Now let's take a good look at the above example. The result of a + B = c is, which can be interpreted as TRUE in MySQL. Because the result of 'A' + 'B' is 0, c is implicitly converted to 0, therefore, the comparison is actually: 0 = 0, that is, true, that is, 1.

The second important point is to prevent multiple queries or data deletion.

mysql> select * from test;+----+-------+-----------+| id | name | password |+----+-------+-----------+| 1 | test1 | password1 || 2 | test2 | password2 || 3 | aaa | aaaa || 4 | 55aaa | 55aaaa || 5 | 1212 | aaa || 6 | 1212a | aaa |+----+-------+-----------+6 rows in set (0.00 sec)mysql> select * from test where name = 1212;+----+-------+----------+| id | name | password |+----+-------+----------+| 5 | 1212 | aaa || 6 | 1212a | aaa |+----+-------+----------+2 rows in set, 5 warnings (0.00 sec)mysql> select * from test where name = '1212';+----+------+----------+| id | name | password |+----+------+----------+| 5 | 1212 | aaa |+----+------+----------+1 row in set (0.00 sec)

The above example is intended to query the record whose id is 5, and the record whose id is 6 is also queried. What do I want to explain? Sometimes some columns in our database tables are of the varchar type, but the stored value is a string value of a pure number such as '000000'. Some students are not used to quotation marks when writing SQL statements. In this way, some data may be operated more during select, update, or delete operations. So do not forget the quotation marks.

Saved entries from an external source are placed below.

PR #2043, opened 2022-10-12
Fe integration tests

andrea-grapl:
https://github.com/grapl-security/issue-tracker/issues/1012

Add initial integration tests for the frontend, set up in CI/CD. 

Using the new targets `make test-integration-frontend` `make test-unit-typescript`


src/js/frontend/Dockerfile
```diff
@@ -0,0 +1,37 @@
...
+WORKDIR /home/grapl
+ENTRYPOINT ["/bin/bash", "-o", "errexit", "-o", "nounset", "-c"]
+
+# integration-tests
+################################################################################
+FROM grapl-typescript-base AS integration-tests
+SHELL ["/bin/bash", "-o", "pipefail", "-c"]
+
+# TODO: make sure yarn version matches package.json
+ENV YARN_VERSION 3.2.3
```
christophermaier, line 27: This can be done similar to what we do with [Python](https://github.com/grapl-security/grapl/blob/main/build-support/python_version.sh) and [Rust](https://github.com/grapl-security/grapl/blob/main/build-support/rust_version.sh); the core logic would be:
```shell
jq --raw-output '.packageManager' src/js/frontend/package.json |
    awk 'BEGIN { FS="@" } { print $2 }'
```
We'd then pass it in as a build argument; see:
- https://github.com/grapl-security/grapl/blob/46f05bfbcfa8b73143bf90e1eaa198a018b6aa22/Makefile#L19-L21
- https://github.com/grapl-security/grapl/blob/46f05bfbcfa8b73143bf90e1eaa198a018b6aa22/docker-bake.hcl#L70-L76

This could be part of this PR, or a follow-up PR.

src/js/frontend/Makefile
```diff
@@ -90,12 +90,10 @@ build-code: ## Build the code if any files have changed
...
-run-tests: build-code
-run-tests: ## Run all unit tests and gather coverage statistics
-	$(DOCKER_RUN) yarn test \
+.PHONY: run-unit-tests
+run-unit-tests: build-code
+run-unit-tests: ## Run all unit tests and gather coverage statistics
+	$(DOCKER_RUN) yarn unitTest \
 		--coverage \
 		--watchAll=false \
 		--coverageDirectory=/frontend/coverage/
```
christophermaier, line 99: We're going to have to do a bit more work to ensure that the coverage statistics actually get out of the container so we can upload them to Codecov.

We can follow-up on this after this PR, though.

src/js/frontend/README.md
```diff
@@ -15,7 +15,7 @@ Open [http://localhost:3000](http://localhost:3000) to view it in the browser.
 The page will reload if you make edits.\
 You will also see any lint errors in the console.
 
-### `yarn test`
+### `yarn integrationTest` or `yarn unitTest`
```
christophermaier, line 18: I notice we seem to have a pattern of using `:` to create "subtypes" of a command (see `prettier` and `prettier:fix`; `lint` and `lint:fix`).

Any reason to not stick with that convention and do something like `test:integration` and `test:unit`?

src/js/frontend/build-env.Dockerfile
```diff
@@ -30,5 +30,9 @@ RUN mkdir --parents \
     /frontend/.yarn/state \
     /frontend/node_modules
 
+
+
+
+
```
christophermaier, line 36: May as well remove this change.

src/js/frontend/README.md
```diff
@@ -15,7 +15,7 @@ Open [http://localhost:3000](http://localhost:3000) to view it in the browser.
...
 
 Launches the test runner in the interactive watch mode.\
```
christophermaier, line 20: Seems like this documentation paragraph is now out of date and needs to be updated.

src/js/frontend/src/components/tests/integrationTests/Login.test.tsx
```diff
@@ -0,0 +1,54 @@
...
+        target: {
+          value: process.env.GRAPL_TEST_USER_NAME,
+        },
+      });
+    });
+
+    await waitFor(() => {
+      fireEvent.change(password, {
+        target: {
+          value: process.env.GRAPL_TEST_USER_PASSWORD_SECRET_ID, // this is not the password secret value yet,// we have to interact with AWS SDK to get the value from the secret ID
```
christophermaier, line 40: This value isn't passed into the tests in the Nomad job.

src/js/frontend/src/components/tests/integrationTests/Login.test.tsx
```diff
@@ -0,0 +1,54 @@
...
+        },
+      });
+    });
+
+    await waitFor(() => {
+      fireEvent.click(submitButton);
+    });
+
+    expect(process.env.GRAPL_TEST_USER_NAME).toBe("local-grapl-grapl-test-user");
+    expect(process.env.GRAPL_TEST_PASSWORD).not.toBeNull();
```
christophermaier, line 50: Won't this assertion always fail? I don't think it is set anywhere.

src/js/frontend/src/components/tests/integrationTests/Login.test.tsx
```diff
@@ -0,0 +1,54 @@
...
+          value: process.env.GRAPL_TEST_USER_PASSWORD_SECRET_ID, // this is not the password secret value yet,// we have to interact with AWS SDK to get the value from the secret ID
+        },
+      });
+    });
+
+    await waitFor(() => {
+      fireEvent.click(submitButton);
+    });
+
+    expect(process.env.GRAPL_TEST_USER_NAME).toBe("local-grapl-grapl-test-user");
```
christophermaier, line 49: This will work in "local grapl", but will fail in AWS, because the name depends on which environment things are being run in.

Is this still here just to prove that everything is wired up properly (from Pulumi to Nomad to your container to your tests), or can you actually make assertions against the actual login process? If it's just to prove things are wired up properly, I'd be inclined to set this as a separate test; after all, this isn't actually a test for "Retrieves password and successfully logs in", and having it pass because of this (and in the absence of anything else) would be very misleading.

src/js/frontend/tsconfig.json
```diff
@@ -10,7 +10,7 @@
     "strict": true,
     "forceConsistentCasingInFileNames": true,
     "noFallthroughCasesInSwitch": true,
-    "noImplicitAny": true,
+    "noImplicitAny": false,
```
christophermaier, line 13: Do we really want to disable this?

src/rust/Cargo.lock
```diff
@@ -1965,12 +1965,12 @@ dependencies = [
 name = "grapl-tracing"
 version = "0.0.1"
 dependencies = [
- "opentelemetry 0.17.0",
```
christophermaier, line 1968: Why are Rust dependencies being updated in this PR?

christophermaier (changes requested):

pulumi/typescript_integration_tests/__main__.py
```diff
@@ -0,0 +1,106 @@
...
+            return cast(str, ref.require_output(key))
+
+        self.aws_env_vars_for_local = require_str("aws-env-vars-for-local")
+        self.test_user_name = require_str("test-user-name")
+
+        # self.plugin_work_queue_db = cast(
+        #     NomadServicePostgresDbArgs, ref.require_output("plugin-work-queue-db")
+        # )
+
+        # self.test_user_password_secret_id = require_str("test-user-password-secret-id")
```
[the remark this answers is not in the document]
christophermaier: Actually, once https://github.com/grapl-security/grapl/pull/2046 lands, you can pull that in and eliminate this `GraplStack` implementation altogether.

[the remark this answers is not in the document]
christophermaier: Update: #2046 has been merged.

src/js/frontend/tsconfig.json
andrea-grapl: Yes, there are some, but very few cases where we want the `any` type especially for plugins when we won't necessarily know the type before they're uploaded. I'm going to be very conscious about avoiding this in any situation possible, but we might need it in certain situations. We can switch it back for this PR, but we'll eventually need an any type,

docker-bake.hcl
```diff
@@ -221,6 +221,13 @@ group "local-infrastructure" {
   ]
 }
 
+group "typescript-integration-tests" {
+  # NOTE: Please keep this list sorted in alphabetical order
+  targets = [
+    "typescript-integration-tests",
```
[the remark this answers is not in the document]
andrea-grapl: Deleted both `typescript` and `python` groups

.buildkite/pipeline.verify.yml
```diff
@@ -229,6 +229,21 @@ steps:
...
+      - label: ":typescript: Typescript Integration Tests"
+        command:
+          - make test-integration-typescript
+        plugins:
+          - grapl-security/vault-login#v0.1.3
+          - grapl-security/vault-env#v0.2.0:
+              secrets:
+                - grapl/TOOLCHAIN_AUTH_TOKEN
+        env:
+          GRAPL_LOG_LEVEL: "DEBUG"
```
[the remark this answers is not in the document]
andrea-grapl: Removed

.buildkite/pipeline.provision.yml
```diff
@@ -90,9 +120,6 @@ steps:
     build:
       commit: "${BULIDKITE_COMMIT}"
       branch: "${BUILDKITE_BRANCH}"
-
-  - wait
-
```
christophermaier, line 95: This `wait` definitely needs to be present.

.buildkite/pipeline.testing.yml
```diff
@@ -20,5 +20,6 @@ steps:
             .buildkite/scripts/grapl_testing_stack/dump_artifacts.sh
     command:
       - .buildkite/scripts/grapl_testing_stack/run_parameterized_job.sh rust-integration-tests 6
+      - .buildkite/scripts/grapl_testing_stack/run_parameterized_job.sh typescript-integration-tests 6
```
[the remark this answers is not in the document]
christophermaier: This still should be in its own dedicated step.

(By "still run the tests sequentially", I meant "use two Buildkite steps, separated by a `wait` step"... I'm still concerned about the test artifacts with both commands running in the _same_ step.)

.buildkite/pipeline.verify.yml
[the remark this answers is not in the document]
christophermaier: I was referring to the `GRAPL_LOG_LEVEL` environment variable, not the `TOOLCHAIN_AUTH_TOKEN` secret. As currently written, this is an invalid Buildkite step definition because of the incomplete `vault-env` plugin specification.

nomad/typescript-integration-tests.nomad
```diff
@@ -0,0 +1,110 @@
...
+  (See DockerImageId in Pulumi for further documentation.)
+EOF
+}
+
+variable "test_user_name" {
+  type        = string
+  description = "The name of the test user"
+}
+
+#variable "test_user_password_secret_id" {
```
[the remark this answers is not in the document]
christophermaier: Still have some dead code here.

.buildkite/pipeline.testing.yml
```diff
@@ -20,6 +20,23 @@ steps:
             .buildkite/scripts/grapl_testing_stack/dump_artifacts.sh
     command:
       - .buildkite/scripts/grapl_testing_stack/run_parameterized_job.sh typescript-integration-tests 6
+    artifact_paths:
+      - "test_artifacts/**/*"
+
+  - wait
+
+  - label: ":aws: Integration tests in AWS"
```
christophermaier: I think you'll need to give the steps different names (e.g. "Rust Integration tests in AWS", "TypeScript Integration tests in AWS")

.buildkite/pipeline.verify.yml
```diff
@@ -235,8 +235,8 @@ steps:
         plugins:
           - grapl-security/vault-login#v0.1.3
           - grapl-security/vault-env#v0.2.0:
-        env:
-          GRAPL_LOG_LEVEL: "DEBUG"
+        secrets:
+          - grapl/TOOLCHAIN_AUTH_TOKEN
```
christophermaier: Watch the indentation here; the `secrets` object needs to be indented inside of the `vault-env` item.

pulumi/typescript_integration_tests/__main__.py
```diff
@@ -99,7 +99,7 @@ def require_str(key: str) -> str:
         #     NomadServicePostgresDbArgs, ref.require_output("plugin-work-queue-db")
         # )
 
-        # self.test_user_password_secret_id = require_str("test-user-password-secret-id")
+        self.test_user_password_secret_id = require_str("test-user-password-secret-id")
```
christophermaier, line 102: If you've incorporated changes from `main`, you don't need this entire `GraplStack` implementation; you can just pull in the common one, like we do in the `python_integration_tests` and `rust_integration_tests` Pulumi projects.

.buildkite/pipeline.verify.yml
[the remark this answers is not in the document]
andrea-grapl: Removed `LOG_LEVEL`, ADDED BACK `TOOLCHAIN_AUTH_TOKEN` secret

.python-version
```diff
@@ -1 +1 @@
-3.10.5
+3.10.5
```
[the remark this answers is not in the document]
andrea-grapl: Checked out and committed file from Main

src/rust/Cargo.lock
andrea-grapl: Removed

.buildkite/pipeline.provision.yml
andrea-grapl: Added back

pulumi/typescript_integration_tests/__main__.py
```diff
@@ -0,0 +1,158 @@
...
+#             return cast(str, ref.require_output(key))
+#
+#         self.aws_env_vars_for_local = require_str("aws-env-vars-for-local")
+#         self.test_user_name = require_str("test-user-name")
+#
+#         # self.plugin_work_queue_db = cast(
+#         #     NomadServicePostgresDbArgs, ref.require_output("plugin-work-queue-db")
+#         # )
+#
+#         self.test_user_password_secret_id = require_str("test-user-password-secret-id")
```
christophermaier, line 103: Remove this commented out code entirely.

pulumi/typescript_integration_tests/__main__.py
```diff
@@ -0,0 +1,158 @@
...
+
+def main() -> None:
```
christophermaier, line 105: You have _two_ `main` definitions now!

src/js/frontend/src/components/tests/integrationTests/Login.test.tsx
andrea-grapl: resolved

src/js/frontend/src/services/test/modules/getSecretValues.ts
```diff
@@ -0,0 +1,12 @@
+import { SecretsManagerClient, GetSecretValueCommand } from "@aws-sdk/client-secrets-manager"; // ES Modules import
+import getAwsClient from "./envHelpers";
+
+const getSecrets = async () => {
```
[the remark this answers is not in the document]
andrea-grapl: This is how syntax for declaring functions using ES6 in Typescript.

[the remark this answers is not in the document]
christophermaier: How is this different from the declaration of `getAwsClient` in `envHelpers.ts`? That is declared with a `function` keyword.

src/js/frontend/src/components/login/LoginForm.tsx
```diff
@@ -0,0 +1,63 @@
...
+import { yupValidationSchema } from "./yupValidationSchema";
+
+const LoginForm = () => {
+  const [state, setState] = React.useState({
+    loginFailed: false, // Boolean represented as true when user is successfully authenticated,
+    // false when there's an auth error, token has been removed or user has been logged out
+  });
+
+  const handleSubmit = async (values: { username: string; password: string }) => {
+    const loginSuccess = await loginService(values.username, values.password);
```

Instructions on converting strings to numbers

mysql> select 'a' = 0;+---------+| 'a' = 0 |+---------+| 1 |+---------+1 row in set, 1 warning (0.00 sec)mysql> select '1a' = 1;+----------+| '1a' = 1 |+----------+| 1 |+----------+1 row in set, 1 warning (0.00 sec)mysql> select '1a1b' = 1;+------------+| '1a1b' = 1 |+------------+|  1 |+------------+1 row in set, 1 warning (0.00 sec)mysql> select '1a2b3' = 1;+-------------+| '1a2b3' = 1 |+-------------+|  1 |+-------------+1 row in set, 1 warning (0.00 sec)mysql> select 'a1b2c3' = 0;+--------------+| 'a1b2c3' = 0 |+--------------+|  1 |+--------------+1 row in set, 1 warning (0.00 sec)

From the above example, we can see that when converting a string into a number, it is actually processed from the left.

1. If the first character of a string is a non-numeric character, convert it to 0.
2. If the string starts with a number
3. If the string contains digits, the number to be converted is the number corresponding to the entire string.
4. If a string contains non-numbers, the converted numbers are the values corresponding to the numbers at the beginning.
   

Summary

The above is all the content of this article. If you have other better examples or have been implicitly converted into pitfalls, please share them. I hope the content of this article will help you in your study or work. If you have any questions, you can leave a message.